WORK INSTRUCTION >> Exactly the line with "davidkircos: If we" and the lines that follow it, through the closing line of the entries, should be restated, with nothing left out or added.

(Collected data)
........
PR #3334, opened 2025-08-05
fix: mixpanel identity tracking

jimniels:
## Description
Implement the simplified identity management for mixpanel.

Docs: https://docs.mixpanel.com/docs/tracking-methods/id-management/identifying-users-simplified

### Code changes

- [`analytics.ts`](https://github.com/quadratichq/quadratic/pull/3334/files#diff-ecdf3e02b933e63af3ced1f53e6a517deea21573f2f326ef3d5c309caeb33408) - Moved current analytics event initialization code out of this file to its own file (see `analyticsEvents.ts`)
- [`analyticsEvents.ts`](https://github.com/quadratichq/quadratic/pull/3334/files#diff-7da1aad3d0f1251e7eed2299d1b0860767c9f4793a546bd30445271880cc4288) - This is where all centralized logic for event tracking lives. We centralize all integration with event analytics SDKs here so we can use multiple ones if we want (analytics sdks are initialized when the module is loaded).
- `**/*.ts|tsx` - Change any files with `mixpanel.track()` to use the new `trackEvent()` function

### Mixpanel integration changes

The following changes were made to how we work with the mixpanel SDK based on [their recommendations for simplified ID management](https://docs.mixpanel.com/docs/tracking-methods/id-management/identifying-users-simplified)

- [x] "Call `identify(user_id)` when a user signs up or logs in"
  - I think we want to keep the current call to `.identify` where it is, because [their best practices](https://docs.mixpanel.com/docs/tracking-methods/id-management/identifying-users-simplified#best-practices) state (emphasis mine): "Call `.identify` upon a registration/login **or when an app is re-opened in a logged-in state**". 
  - If a user closes a tab to Quadratic, then re-opens a tab and they're logged in (has token in local storage), they won't go through the `login-result` page and therefore mixpanel would never be initialized. `.identify` needs to happen with the initialization of the app.
- [x] "Send at least one event after the `.identify()` call"
  - We're sending `[mixpanel].identify` as just a dummy event
- [x] "Call `.reset()` when a user logs out
  - Happens in [`logout.tsx`](https://github.com/quadratichq/quadratic/pull/3334/files#diff-5002edbc54bd3e41a8c5c5f2d59adca3e3db729a8c5613632ef687c0056a9fb4)
- [x] Send `[Auth].signup` event when a new user is created (from the client)
  - Happens in [`login-result.tsx`](https://github.com/quadratichq/quadratic/pull/3334/files#diff-3e7509f0c12c14e79ef9d0a842c58779162e82ecf89abaf8e8546f89c7490258)

On Deployment
- [ ] Remove the `[Auth0].signUp` event from the auth0 server setup (@davidkircos)
- [ ] Setup new project in mixpanel and change `VITE_MIXPANEL_ANALYTICS_KEY` key (@davidkircos)
- [ ] Check mixpanel on the marketing site. Update project ID on marketing site @davidkircos

### DIFF
--- a/quadratic-client/src/routes/logout.tsx
+++ b/quadratic-client/src/routes/logout.tsx
@@ -1,4 +1,5 @@
 import { authClient } from '@/auth/auth';
+import mixpanel from 'mixpanel-browser';
 import { redirect } from 'react-router';
 
 // If you visit `/logout` directly in your browser, we'll log you out.
@@ -11,5 +12,6 @@ export const action = logout;
 async function logout() {
   localStorage.clear();
   await authClient.logout();
+  mixpanel.reset();
   return redirect('/');
 }
--- a/quadratic-client/src/routes/logout.tsx
+++ b/quadratic-client/src/routes/logout.tsx
@@ -1,5 +1,5 @@
 import { authClient } from '@/auth/auth';
-import mixpanel from 'mixpanel-browser';
+import { resetEventAnalytics } from '@/shared/utils/analyticsEvents';
 import { redirect } from 'react-router';
 
 // If you visit `/logout` directly in your browser, we'll log you out.
@@ -12,6 +12,6 @@ export const action = logout;
 async function logout() {
   localStorage.clear();
   await authClient.logout();
-  mixpanel.reset();
+  resetEventAnalytics();
   return redirect('/');
 }
--- a/quadratic-client/src/shared/utils/analytics.ts
+++ b/quadratic-client/src/shared/utils/analytics.ts
@@ -1,8 +1,8 @@
 import { debugFlag } from '@/app/debugFlags/debugFlags';
 import type { User as AuthUser } from '@/auth/auth';
+import { identifyEventAnalyticsUser } from '@/shared/utils/analyticsEvents';
 import * as amplitude from '@amplitude/analytics-browser';
 import { setUser } from '@sentry/react';
-import mixpanel from 'mixpanel-browser';
 
 // Quadratic only shares analytics on the QuadraticHQ.com hosted version where the environment variables are set.
 
@@ -12,7 +12,7 @@ export function googleAnalyticsAvailable(): boolean {
   return import.meta.env.VITE_GOOGLE_ANALYTICS_GTAG && import.meta.env.VITE_GOOGLE_ANALYTICS_GTAG !== 'none';
 }
 
-function getUtmDataFromCookie(): {
+export function getUtmDataFromCookie(): {
   utm_source: string | undefined;
   utm_medium: string | undefined;
   utm_campaign: string | undefined;
@@ -40,7 +40,7 @@ function getUtmDataFromCookie(): {
 export function initializeAnalytics(user: User) {
   loadGoogleAnalytics(user);
   initAmplitudeAnalytics(user);
-  initMixpanelAnalytics(user);
+  if (user) identifyEventAnalyticsUser(user);
   configureSentry(user);
 }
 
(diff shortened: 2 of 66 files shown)


quadratic-client/src/shared/utils/analytics.ts
```diff
@@ -119,21 +119,31 @@ export function initMixpanelAnalytics(user: User) {
...
+  // https://docs.mixpanel.com/docs/tracking-methods/id-management/identifying-users-simplified#best-practices
+  if (!user?.sub) return;
+
+  // Identify the user
+  mixpanel.identify(user.sub);
+
+  // Globally register stuff we want to send with every event
   mixpanel.register({
-    email: user?.email,
-    distinct_id: user?.sub,
```
jimniels, line 124: We're removing `distinct_id` here (and on line 131 below) because this should be taken care of by Mixpanel's system and sdk.

quadratic-client/src/shared/utils/analytics.ts
```diff
@@ -12,7 +12,7 @@ export function googleAnalyticsAvailable(): boolean {
   return import.meta.env.VITE_GOOGLE_ANALYTICS_GTAG && import.meta.env.VITE_GOOGLE_ANALYTICS_GTAG !== 'none';
 }
 
-function getUtmDataFromCookie(): {
+export function getUtmDataFromCookie(): {
```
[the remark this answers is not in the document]
AyushAgrawal-A2: also add a try catch to `JSON.parse` in this fn

quadratic-client/src/routes/logout.tsx
```diff
@@ -11,5 +12,6 @@ export const action = logout;
 async function logout() {
   localStorage.clear();
   await authClient.logout();
+  mixpanel.reset();
```
AyushAgrawal-A2, line 15: check for `isMixpanelEnabled` here ?

AyushAgrawal-A2: or this also can be an export from `analyticsEvents.ts` where `isMixpanelEnabled` checked internally

AyushAgrawal-A2 (changes requested):

quadratic-client/src/shared/utils/analyticsEvents.ts
```diff
@@ -0,0 +1,98 @@
...
+// https://docs.mixpanel.com/docs/tracking-methods/id-management/identifying-users-simplified#best-practices
+function startMixpanel(user: User) {
+  const utmData = getUtmDataFromCookie();
+
+  // Identify the user
+  mixpanel.identify(user.sub);
+
+  // Globally register stuff we want to send with every event
+  mixpanel.register({
+    email: user.email,
```
davidkircos, line 81: I don't think we need to send the user's email here. We put it in the profile below. 

Question: can we register their plan status here? Do you have that information
`{'plan':'free'}` `{'plan':'pro'}`

davidkircos: If we register it here, Mixpanel will send it with all other events in the session as well

quadratic-client/src/routes/logout.tsx
davidkircos: Wrap in a function in analytics.ts so we are ideally only importing `mixpanel` from that one file.

jimniels: ah yes, good catch. will export a fn from our centralized analytics file and use that here

jimniels: [Fixed in this commit](https://github.com/quadratichq/quadratic/pull/3334/commits/c8c023974b9847c3581f9e8c91cf632852042210)

quadratic-client/src/shared/utils/analytics.ts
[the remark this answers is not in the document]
........
RESULT OF THE EXERCISE >>
davidkircos: If we register it here, Mixpanel will send it with all other events in the session as well

quadratic-client/src/routes/logout.tsx
davidkircos: Wrap in a function in analytics.ts so we are ideally only importing `mixpanel` from that one file.

jimniels: ah yes, good catch. will export a fn from our centralized analytics file and use that here

jimniels: [Fixed in this commit](https://github.com/quadratichq/quadratic/pull/3334/commits/c8c023974b9847c3581f9e8c91cf632852042210)

quadratic-client/src/shared/utils/analytics.ts
[the remark this answers is not in the document]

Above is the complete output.